-
Notifications
You must be signed in to change notification settings - Fork 122
Description
In working on #2561, my main test case was a single loop that repeatedly mul's the input ciphertext
func.func @loop_mul(%arg0: !secret.secret<tensor<8xf32>>) -> !secret.secret<tensor<8xf32>> {
%c2 = arith.constant dense<2.0> : tensor<8xf32>
%0 = secret.generic(%arg0: !secret.secret<tensor<8xf32>>) {
^body(%arg0_val: tensor<8xf32>):
%res = affine.for %i = 0 to 10 iter_args(%sum_iter = %c2) -> tensor<8xf32> {
%sum = arith.mulf %sum_iter, %arg0_val : tensor<8xf32>
affine.yield %sum : tensor<8xf32>
}
secret.yield %res : tensor<8xf32>
} -> !secret.secret<tensor<8xf32>>
return %0 : !secret.secret<tensor<8xf32>>
}The loop type invariance transforms convert this to the following before the mod-reduce insertion step
module attributes {backend.lattigo, scheme.ckks} {
func.func @loop_mul(%arg0: !secret.secret<tensor<8xf32>>">>}) -> !secret.secret<tensor<8xf32>> {
%cst = arith.constant dense<2.000000e+00> : tensor<8xf32>
%0 = secret.generic(%arg0: !secret.secret<tensor<8xf32>>) {
^body(%input0: tensor<8xf32>):
%1 = arith.mulf %cst, %input0 : tensor<8xf32>
%2 = mgmt.level_reduce_min %1 : tensor<8xf32>
%3 = affine.for %arg1 = 1 to 10 iter_args(%arg2 = %2) -> (tensor<8xf32>) {
%4 = mgmt.bootstrap %arg2 : tensor<8xf32>
%5 = arith.mulf %4, %input0 : tensor<8xf32>
%6 = mgmt.level_reduce_min %5 : tensor<8xf32>
affine.yield %6 : tensor<8xf32>
}
secret.yield %3 : tensor<8xf32>
} -> !secret.secret<tensor<8xf32>>
return %0 : !secret.secret<tensor<8xf32>>
}
}Note that here the mulf always operates at multiplicative depth 0, and so it is always "the first" mul op. In the case of the "before-mul" (excluding the first mul) mod-reduce insertion strategy, this would imply that NO modreduce ops are inserted into the loop body. This in turn causes the levels consumed by the loop to be zero, which in turn prevents loop unrolling (since the unroll factor divides the level budget by the number of consumed levels in one iteration).

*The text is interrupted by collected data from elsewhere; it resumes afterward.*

PR #520, opened 2016-07-03
Generate client bundle using url from hoodie host and port config

### LINKED ISSUE #519: Wrong hoodie url when using from another host
The client.js bundle initialize hoodie without url options, like this:

``` javascript
hoodie = new Hoodie();
```

This causes hoodie to use the url from `location.origin`, the problem is that in my use case, I need to use hoodie as an external resource, like this:

``` html
<script type="text/javascript" src="http://localhost:4000/hoodie/client.js"></script>
```

But my application is running on another port (e.g. localhost:8000), so hoodie does not work. And if I instantiate it like this on my app side:

``` javascript
hoodie = new Hoodie({url: 'http://localhost:4000'});
```

It's too late because `client.js` already initialized hoodie on the wrong url, so some automatic calls, like `api/user%2Fmyuser/`, keep getting called on my own app url (localhost:8000/hoodie instead of localhost:4000/hoodie like it should be), throwing 404s, and poor clueless PouchDB says they are normal

rogeriochaves:
This would fix #519

The only problem is the hardcoded protocol (http), it would be better if Hoodie constructor accepted an protocol-agnostic url like this `new Hoodie('//127.0.0.1:8080')`, but currently it doesn't work, could be tackled on a future PR

Another solution (which I prefer, but would have more impact) would be stop instantiating hoodie on `client.js`, and let users do the `new Hoodie(opts)`

### DIFF
--- a/server/plugins/client/bundle.js
+++ b/server/plugins/client/bundle.js
@@ -3,6 +3,7 @@ module.exports = bundleClient
 var fs = require('fs')
 
 var parallel = require('async').parallel
+var defaultsDeep = require('lodash').defaultsDeep
 
 /**
  * we compare the mtime (modified time) for the Hoodie client and the target
@@ -58,6 +59,13 @@ function buildBundle (config, hoodieClientPath, callback) {
       return callback(error)
     }
 
+    if (config.connection) {
+      defaultsDeep(config, {
+        client: {
+          url: 'http://' + config.connection.host + ':' + config.connection.port
+        }
+      })
+    }
     var options = config.client ? JSON.stringify(config.client) : ''
     var initBuffer = Buffer('\n\nhoodie = new Hoodie(' + options + ')')
 
--- a/test/unit/plugins-client-bundle-test.js
+++ b/test/unit/plugins-client-bundle-test.js
@@ -37,12 +37,17 @@ test('bundle client', function (group) {
       }
     })
 
-    bundleClient('client.js', 'bundle.js', {}, function (error, buffer) {
+    bundleClient('client.js', 'bundle.js', {
+      connection: {
+        host: '127.0.0.1',
+        port: 8080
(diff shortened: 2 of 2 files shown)


gr2m:
You can use the `client.url` config for that, but I agree we could default that value to `'http://' + config.connection.host + ':' + config.connection.port` unless `client.url` is set.

Would that make sense? If yes, could you adapt your PR? I would suggest to add another test to `plugins-client-bundle-test.js`

rogeriochaves:
Yeah but right now I can't set this config also, it isn't picked up even if I pass --config.url when starting hoodie

gr2m:
> Yeah but right now I can't set this config also, it isn't picked up even if I pass --config.url when starting hoodie

What Hoodie version do you have currently installed in your app? `npm ls hoodie` will tell you

gr2m:
I’m sorry, it doesn’t seem to work, just tried it myself. Sorry for the confusion. I thought i had it working before ... I’m looking into it

gr2m:
Okay I fear it never got implemented properly. We currently combine the `rc` options with options from the package.json (on the `"hoodie"` key), but we don’t set `config.client` from the options. I’ll look into this today

Your suggestion to default the client URL to `config.connection` will work on your machine, but once you deploy it the internal IP address will not work, the URL will rather be something like `https://myapp.com` than `0.0.0.0:8080`. So this could also break applications, because if no URL is passed, it will connect to the same host which will always work if you load assets from the the same host, while setting it to `config.connection` will break it.

rogeriochaves:
Yes, you are correct, I haven't thought about this, so instead we should fix reading the client options, I'll close this PR then 👍

gr2m:
this one should fix the problem: https://github.com/hoodiehq/hoodie/issues/522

While there are probably workarounds for this acute problem, it also makes me question why we have the "before mul not including first mul" mod-reduce insertion strategy in the first place. @ZenithalHourlyRate could probably share some wisdom, but to my understanding it's because you can avoid the first mod-reduce by encrypting a fresh ciphertext to the modded-down level. So my questions are:
- If that reason is accurate, does it also apply to bootstrap? Or just fresh encryptions?
- If this optimization is important to the overall performance a program (I suspect it may not be), then can we achieve the same result by using "before mul" (including first mul) and then having an optimization pass later in the pipeline that identifies when a freshly-encrypted ciphertext can be encrypted to a modded-down level (or a bootstrap can be bootstrapped to a slightly lower level), and replace the mod_reduce op with a corresponding change to the IR (e.g., a func arg attr for the client helper or a target_level of one less on the bootstrap op)?
In the meantime, I'm planning to punt on this, and the "bad outcome" is that a loop with a single mul in the body may not be properly unrolled. I think this will not affect our immediate deadlines, since we're focusing on CKKS and the strategy for CKKS is after-mul.